> _TRY IT_
The lines below that include "using" are to be found and copied.

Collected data
──────

PR #175, opened 2019-10-01
Use make_nvp from Core

glenfe:
After this is merged this, we will update Core so that `make_nvp` is also defined in namespace `boost::serialization`.

### DIFF
--- a/include/boost/serialization/nvp.hpp
+++ b/include/boost/serialization/nvp.hpp
@@ -40,11 +40,7 @@ namespace boost {
 namespace serialization {
 
 using boost::nvp;
-
-template<class T>
-const nvp< T > make_nvp(const char * name, T & t){
-    return nvp< T >(name, t);
-}
+using boost::make_nvp;
 
 template<class Archive, class T>
 void save(


robertramey:
Hmmmm - shouldn't 
using boost::make_nvp;
using boost::nvp;

Both be eliminated as both nvp and make_nvp are now going to be in the serialization namespace?

glenfe:
They _can_ be eliminated, yes. However, the reason we chose to put them in `boost::serialization` in Boost.Core is to avoid breaking users who forward declare them. But the documentation of Boost.Core will specify that they are available only from `boost::` (the fact that they are within `boost::serialization` is an implementation detail that we do not want to guarantee to new users).

In Serialization, you have the choice to rely on that implementation detail, because we would never change it, but it would be nice if your view of them were also as Boost.Core facilities that you're bringing into Serialization.

glenfe:
@robertramey Note that until you merge this pull request I cannot move `make_nvp` into the `serialization` namespace, because all the tests would fail for all libraries using Serializaiton. Because then there would be two 'make_nvp' functions defined inside `boost::serialization`.

glenfe:
I merged https://github.com/boostorg/core/commit/e94af0d41a31c994967e45f18e2503e51c44c537

PR #198, opened 2020-04-20
Changes for Embarcadero C++ clang-based compilers, targeting Boost 1.74

eldiener:


robertramey:
where is BOOST_EMBTC defined and how is it different from BOOST_BORLAND?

──────

> _ANSWER AREA_
 using boost::nvp;
+using boost::make_nvp;
using boost::make_nvp;
using boost::nvp;
@robertramey Note that until you merge this pull request I cannot move `make_nvp` into the `serialization` namespace, because all the tests would fail for all libraries using Serializaiton. Because then there would be two 'make_nvp' functions defined inside `boost::serialization`.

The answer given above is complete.